Tried this and the pictures is squished.........the right size rectangle but the writing at the bottom is all squished and unreadable.


----------



## Noyb

hotskates said:


> Ok I'm stuck......I did this and it just leaves the picture huge with a black rectangle outline on the top left of the picture. like a frame?


This Tool isn't too intuitive to use …
From the Irfanview "Create custom crop selection" help ...

To resize the outline rectangle, put the mouse over the border line of the side you want modify. The mouse pointer changes to a thin double arrow. Press and hold left mouse button and drag the border.
 *Press the CTRL key during resize to keep the actual ratio of the selection.* 

If you want to change the position of the selection, press and hold right (or reversed left) mouse button inside the area. The mouse pointer changes to a cross of thin arrows. Drag the mouse until the outline has reached the new position you want and release the mouse button.

Once the crop rectangle is set … then Crop it …


----------



## slipe

To make a nearly square image into one that is three times as long as it is tall you basically have two choices.

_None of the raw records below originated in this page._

PR #1012, opened 2024-08-02
Add an in-memory cache of the file list for disk spaces

justyns:
Related to #947 

_(background note:  my primary sb instance is on a server with a network file system and can be kind of slow when accessing 100s or 1000s of small files)_

Basically this caches the file list in a variable.  

The cache is emptied every time a file is deleted or saved.

Every time fetchFileList is called, the cache is returned if it's less than 1 minute old.  A background sync of the cache is also triggered.  This could be on a timer instead, I'm not sure if it's needed or not?  The client triggers syncs pretty regularly, but if there are no clients connected, I'm not sure if there's a reason to constantly update the file list.

I haven't really tested this much with sync-mode and being offline for an extended period of time, but in my tests so far - /index.json is consistently returned much quicker now.

To test:

- create a new empty directory to use as a space
- create a bunch of files: `for x in `seq 1 5000`;do echo $x;date > testnote-$x.md; done`
- in getFileList(), uncomment `await new Promise((resolve) => setTimeout(resolve, 1));` to cause the file list to take longer

### DIFF
--- a/common/spaces/disk_space_primitives.ts
+++ b/common/spaces/disk_space_primitives.ts
@@ -13,11 +13,11 @@ function normalizeForwardSlashPath(path: string) {
 }
 
 const excludedFiles = ["data.db", "data.db-journal", "sync.json"];
-let fileListCache: FileMeta[];
-let fileListCacheTime: number;
 
 export class DiskSpacePrimitives implements SpacePrimitives {
   rootPath: string;
+  fileListCache: FileMeta[] = [];
+  fileListCacheTime: number = 0;
 
   constructor(rootPath: string) {
     this.rootPath = Deno.realPathSync(rootPath);
@@ -93,8 +93,11 @@ export class DiskSpacePrimitives implements SpacePrimitives {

You can stretch the image which obviously squishes it. Or you can take a slice out horizontally in the right ratio and then resize it. If the lettering is on the bottom you will have to take the slice from the bottom or put the lettering back yourself.

To expand on *Noyb*'s instructions:

After you take the little rectangle and expand it while holding the Ctrl key, you crop by going Edit > Crop Selection or hitting Ctrl + Y.

If you expand the box by dragging with the Ctrl key it will no longer be 450 X 150 pixels, but it will be in the correct width to height proportions. You can then go Edit > Resize/Resample and you can put it back to 450 X 150 pixels.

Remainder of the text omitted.